The Nobel citation noted that Yalow and Berson’s research was “pioneering work at the highest level. It had an enormous impact. We were witnessing the birth of a new era in endocrinology, one that started with Yalow.”
RIA has subsequently been displaced by related tests that use chemiluminescent or color-generating molecules as reporter molecules instead of radioisotopes.
Rosalyn Sussman was born in the South Bronx on July 19, 1921, the daughter of parents who never finished high school. But she was imbued with a love of reading, and her older brother Alexander took her to the library every week to get a fresh load of books.

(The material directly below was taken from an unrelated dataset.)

PR #992, opened 2015-10-22
Fix the issue that /etc/sudoers.d is not included correctly.

AbelHu:
Correct one issue which is introduced in this commit: https://github.com/cloudfoundry/bosh/commit/650ef135c85bb8b0e1a51eb5d5a413980de217f9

In high school she developed an interest in chemistry, but after enrolling at Hunter College, now part of the City University of New York, her fascination switched to physics. In the 1930s, she later wrote, “physics, and in particular nuclear physics, was the most exciting field in the world.” She was also inspired by Eve Curie’s newly released biography of her mother, Marie Curie.
Upon her graduation, her parents thought she should become an elementary school teacher, but she had a higher aspiration: a graduate degree in physics. But universities were not equally enthusiastic. One Midwestern school wrote her advisor a rejection that noted, “She is from New York. She is Jewish. She is a woman.”
Ultimately, the shortage of male students engendered by World War II led to her receiving a graduate fellowship at the University of Illinois. When she arrived she found that she was the only woman on the College of Engineering’s faculty and staff of 400. “I was told I was the first woman there since 1917.”
Her grades were excellent, marred only by an A minus in a physics laboratory. The chairman of the physics department could only say, “That A minus confirms that women do not do well at laboratory work.”
On her first day in graduate school she met Aaron Yalow, who became her husband in 1943. He died in 1992.
Receiving her doctorate in nuclear physics in 1945, she joined the staff back at Hunter College, where she spent three years teaching. But research called to her, and in 1947 she took a part-time position at the Bronx VA, converting to full time a year later. She spent the rest of her career there.
Yalow is survived by a son, Benjamin, of the Bronx; a daughter, Elanna Yalow of Larkspur, Calif.; and two grandchildren.